**Work to complete:**
Take the entries below and print only the lines from the one with "The source IP" through the one with "-162,10 +162,10 @@", exactly as they stand, both ends included.

Items listed in a dataset
-.-.-

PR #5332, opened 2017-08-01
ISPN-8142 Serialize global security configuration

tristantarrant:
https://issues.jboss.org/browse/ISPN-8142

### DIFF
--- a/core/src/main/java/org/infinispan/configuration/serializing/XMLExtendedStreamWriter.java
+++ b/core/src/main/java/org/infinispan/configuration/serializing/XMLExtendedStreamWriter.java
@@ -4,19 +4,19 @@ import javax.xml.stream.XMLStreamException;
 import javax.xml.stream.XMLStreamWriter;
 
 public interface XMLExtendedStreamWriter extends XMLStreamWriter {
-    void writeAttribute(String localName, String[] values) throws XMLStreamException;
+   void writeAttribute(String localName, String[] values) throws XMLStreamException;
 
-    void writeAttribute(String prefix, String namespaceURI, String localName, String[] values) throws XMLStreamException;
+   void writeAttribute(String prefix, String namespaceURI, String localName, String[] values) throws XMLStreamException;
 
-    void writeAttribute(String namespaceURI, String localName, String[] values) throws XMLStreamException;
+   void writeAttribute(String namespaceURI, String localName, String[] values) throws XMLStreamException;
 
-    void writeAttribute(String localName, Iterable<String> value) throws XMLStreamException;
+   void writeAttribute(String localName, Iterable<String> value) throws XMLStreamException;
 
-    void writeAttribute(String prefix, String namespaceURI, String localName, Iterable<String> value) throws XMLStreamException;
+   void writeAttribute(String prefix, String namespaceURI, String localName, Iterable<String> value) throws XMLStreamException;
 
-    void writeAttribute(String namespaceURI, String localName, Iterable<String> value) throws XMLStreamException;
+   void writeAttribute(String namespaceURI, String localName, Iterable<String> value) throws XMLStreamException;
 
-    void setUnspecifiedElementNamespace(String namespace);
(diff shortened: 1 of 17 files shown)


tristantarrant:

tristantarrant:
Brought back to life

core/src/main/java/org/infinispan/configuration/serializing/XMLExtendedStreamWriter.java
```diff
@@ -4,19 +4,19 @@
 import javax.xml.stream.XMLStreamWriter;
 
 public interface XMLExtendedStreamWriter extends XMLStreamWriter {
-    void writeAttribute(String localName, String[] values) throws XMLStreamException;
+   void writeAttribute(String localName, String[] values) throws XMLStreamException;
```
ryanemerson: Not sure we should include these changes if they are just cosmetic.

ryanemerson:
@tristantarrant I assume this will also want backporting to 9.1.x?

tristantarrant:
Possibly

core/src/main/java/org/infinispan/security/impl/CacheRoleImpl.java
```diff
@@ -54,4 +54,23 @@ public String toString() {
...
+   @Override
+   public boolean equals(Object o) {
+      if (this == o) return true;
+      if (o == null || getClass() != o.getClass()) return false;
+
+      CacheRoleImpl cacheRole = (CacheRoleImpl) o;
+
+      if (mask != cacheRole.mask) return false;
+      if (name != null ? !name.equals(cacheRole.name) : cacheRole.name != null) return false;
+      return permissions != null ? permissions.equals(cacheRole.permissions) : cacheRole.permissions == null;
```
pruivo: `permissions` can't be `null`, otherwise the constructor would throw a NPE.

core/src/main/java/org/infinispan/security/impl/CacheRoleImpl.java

-.-.-

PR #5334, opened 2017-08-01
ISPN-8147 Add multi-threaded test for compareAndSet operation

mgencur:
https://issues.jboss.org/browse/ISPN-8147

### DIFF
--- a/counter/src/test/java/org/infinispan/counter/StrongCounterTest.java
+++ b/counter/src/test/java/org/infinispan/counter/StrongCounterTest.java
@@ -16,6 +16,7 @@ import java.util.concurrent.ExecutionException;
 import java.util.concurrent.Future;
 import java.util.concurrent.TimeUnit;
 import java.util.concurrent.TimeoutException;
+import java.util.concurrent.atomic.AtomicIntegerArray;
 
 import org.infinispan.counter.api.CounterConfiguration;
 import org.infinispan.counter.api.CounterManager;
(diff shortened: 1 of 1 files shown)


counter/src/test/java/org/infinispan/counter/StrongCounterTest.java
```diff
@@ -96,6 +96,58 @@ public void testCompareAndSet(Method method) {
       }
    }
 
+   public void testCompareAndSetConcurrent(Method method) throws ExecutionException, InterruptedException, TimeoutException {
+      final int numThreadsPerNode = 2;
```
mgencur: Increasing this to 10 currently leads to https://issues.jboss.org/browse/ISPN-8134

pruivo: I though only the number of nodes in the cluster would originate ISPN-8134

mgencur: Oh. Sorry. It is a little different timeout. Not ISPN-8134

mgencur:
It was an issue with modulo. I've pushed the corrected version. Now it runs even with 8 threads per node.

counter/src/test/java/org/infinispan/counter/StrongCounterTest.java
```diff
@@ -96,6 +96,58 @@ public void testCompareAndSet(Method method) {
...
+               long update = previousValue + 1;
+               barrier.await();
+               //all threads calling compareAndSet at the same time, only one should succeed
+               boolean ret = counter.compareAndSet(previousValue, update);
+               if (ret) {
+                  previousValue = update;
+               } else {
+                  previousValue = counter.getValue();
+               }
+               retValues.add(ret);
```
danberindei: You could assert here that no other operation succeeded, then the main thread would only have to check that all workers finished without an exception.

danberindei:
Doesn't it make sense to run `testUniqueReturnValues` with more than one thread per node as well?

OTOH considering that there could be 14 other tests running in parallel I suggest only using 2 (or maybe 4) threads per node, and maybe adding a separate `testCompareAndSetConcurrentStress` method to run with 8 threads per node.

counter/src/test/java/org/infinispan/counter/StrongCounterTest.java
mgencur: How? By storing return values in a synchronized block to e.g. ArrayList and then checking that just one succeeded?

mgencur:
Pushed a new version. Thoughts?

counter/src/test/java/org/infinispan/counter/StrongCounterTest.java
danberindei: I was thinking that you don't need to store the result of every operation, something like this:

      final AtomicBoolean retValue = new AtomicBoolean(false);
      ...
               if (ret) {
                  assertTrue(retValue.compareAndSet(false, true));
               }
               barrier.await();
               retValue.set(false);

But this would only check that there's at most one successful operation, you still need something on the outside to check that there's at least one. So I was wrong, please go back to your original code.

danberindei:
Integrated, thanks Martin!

-.-.-

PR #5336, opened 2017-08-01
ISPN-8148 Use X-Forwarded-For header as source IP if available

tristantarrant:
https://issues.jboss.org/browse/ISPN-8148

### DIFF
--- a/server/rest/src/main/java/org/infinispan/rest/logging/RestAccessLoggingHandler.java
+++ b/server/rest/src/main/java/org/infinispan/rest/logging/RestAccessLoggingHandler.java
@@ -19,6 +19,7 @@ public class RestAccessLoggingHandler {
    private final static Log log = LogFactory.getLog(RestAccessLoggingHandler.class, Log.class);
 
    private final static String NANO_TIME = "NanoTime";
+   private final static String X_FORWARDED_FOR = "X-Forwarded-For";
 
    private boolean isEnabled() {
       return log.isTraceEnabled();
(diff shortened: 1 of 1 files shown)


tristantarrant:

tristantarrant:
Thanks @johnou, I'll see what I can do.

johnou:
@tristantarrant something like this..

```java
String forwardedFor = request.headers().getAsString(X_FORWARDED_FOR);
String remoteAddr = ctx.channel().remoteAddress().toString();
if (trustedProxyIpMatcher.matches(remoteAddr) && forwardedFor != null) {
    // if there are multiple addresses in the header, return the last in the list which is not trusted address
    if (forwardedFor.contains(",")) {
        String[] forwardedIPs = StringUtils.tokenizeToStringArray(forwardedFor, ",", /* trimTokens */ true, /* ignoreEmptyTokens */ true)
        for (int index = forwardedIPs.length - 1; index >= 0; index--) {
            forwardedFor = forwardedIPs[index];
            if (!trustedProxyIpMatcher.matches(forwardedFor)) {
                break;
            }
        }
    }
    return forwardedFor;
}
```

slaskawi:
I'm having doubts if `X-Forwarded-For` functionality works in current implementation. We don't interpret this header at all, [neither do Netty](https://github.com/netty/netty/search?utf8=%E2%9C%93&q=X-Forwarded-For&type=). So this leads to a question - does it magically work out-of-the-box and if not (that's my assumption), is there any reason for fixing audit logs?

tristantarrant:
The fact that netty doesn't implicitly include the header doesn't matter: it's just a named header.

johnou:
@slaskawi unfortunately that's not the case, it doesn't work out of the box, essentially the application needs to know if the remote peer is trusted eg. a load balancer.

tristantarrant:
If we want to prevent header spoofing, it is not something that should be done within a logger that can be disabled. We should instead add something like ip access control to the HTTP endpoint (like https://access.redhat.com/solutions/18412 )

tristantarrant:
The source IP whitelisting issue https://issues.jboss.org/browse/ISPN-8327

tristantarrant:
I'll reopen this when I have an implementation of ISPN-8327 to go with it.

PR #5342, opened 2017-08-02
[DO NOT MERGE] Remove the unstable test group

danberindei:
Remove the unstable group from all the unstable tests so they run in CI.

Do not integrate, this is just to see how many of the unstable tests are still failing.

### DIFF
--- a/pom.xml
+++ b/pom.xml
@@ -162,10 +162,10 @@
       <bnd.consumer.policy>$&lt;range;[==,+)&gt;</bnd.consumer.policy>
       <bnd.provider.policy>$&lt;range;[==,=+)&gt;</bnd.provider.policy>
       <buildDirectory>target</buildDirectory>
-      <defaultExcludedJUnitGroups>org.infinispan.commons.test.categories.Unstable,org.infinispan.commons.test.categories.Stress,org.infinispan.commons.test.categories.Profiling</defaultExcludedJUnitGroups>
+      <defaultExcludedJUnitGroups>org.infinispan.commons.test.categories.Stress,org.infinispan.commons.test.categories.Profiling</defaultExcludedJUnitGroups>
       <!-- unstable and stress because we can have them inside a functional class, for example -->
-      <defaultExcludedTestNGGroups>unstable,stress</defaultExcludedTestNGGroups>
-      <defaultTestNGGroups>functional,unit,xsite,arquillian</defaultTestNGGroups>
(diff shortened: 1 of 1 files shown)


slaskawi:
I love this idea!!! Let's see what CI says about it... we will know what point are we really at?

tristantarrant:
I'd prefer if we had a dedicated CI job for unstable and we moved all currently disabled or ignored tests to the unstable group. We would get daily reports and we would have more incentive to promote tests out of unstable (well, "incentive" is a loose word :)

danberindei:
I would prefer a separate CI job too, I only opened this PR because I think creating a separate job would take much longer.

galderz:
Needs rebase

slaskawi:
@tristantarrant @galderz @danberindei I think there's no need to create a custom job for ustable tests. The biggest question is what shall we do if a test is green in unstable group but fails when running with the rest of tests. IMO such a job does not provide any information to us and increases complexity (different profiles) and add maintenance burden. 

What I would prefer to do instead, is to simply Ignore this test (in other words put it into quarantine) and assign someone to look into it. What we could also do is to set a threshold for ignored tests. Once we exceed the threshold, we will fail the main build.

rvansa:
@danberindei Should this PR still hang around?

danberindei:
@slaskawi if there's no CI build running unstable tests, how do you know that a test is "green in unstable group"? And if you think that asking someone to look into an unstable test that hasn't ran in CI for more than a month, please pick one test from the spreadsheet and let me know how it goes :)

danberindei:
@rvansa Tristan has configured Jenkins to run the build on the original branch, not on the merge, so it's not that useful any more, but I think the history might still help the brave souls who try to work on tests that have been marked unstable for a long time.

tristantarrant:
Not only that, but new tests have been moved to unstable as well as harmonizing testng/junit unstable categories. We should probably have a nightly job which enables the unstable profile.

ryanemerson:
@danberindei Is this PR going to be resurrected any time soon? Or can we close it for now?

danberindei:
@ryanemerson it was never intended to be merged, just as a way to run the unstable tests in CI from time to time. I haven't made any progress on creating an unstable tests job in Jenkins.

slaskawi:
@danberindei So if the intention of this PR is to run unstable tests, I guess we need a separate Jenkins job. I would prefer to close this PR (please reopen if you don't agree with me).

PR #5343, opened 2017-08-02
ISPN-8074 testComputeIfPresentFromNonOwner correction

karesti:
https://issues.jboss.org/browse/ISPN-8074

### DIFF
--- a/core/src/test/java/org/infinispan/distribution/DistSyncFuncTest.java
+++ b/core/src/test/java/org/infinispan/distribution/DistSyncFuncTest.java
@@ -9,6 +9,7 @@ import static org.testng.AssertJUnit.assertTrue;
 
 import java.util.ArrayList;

-.-.-

**Your solution:**
The source IP whitelisting issue https://issues.jboss.org/browse/ISPN-8327

tristantarrant:
I'll reopen this when I have an implementation of ISPN-8327 to go with it.

PR #5342, opened 2017-08-02
[DO NOT MERGE] Remove the unstable test group

danberindei:
Remove the unstable group from all the unstable tests so they run in CI.

Do not integrate, this is just to see how many of the unstable tests are still failing.

### DIFF
--- a/pom.xml
+++ b/pom.xml
@@ -162,10 +162,10 @@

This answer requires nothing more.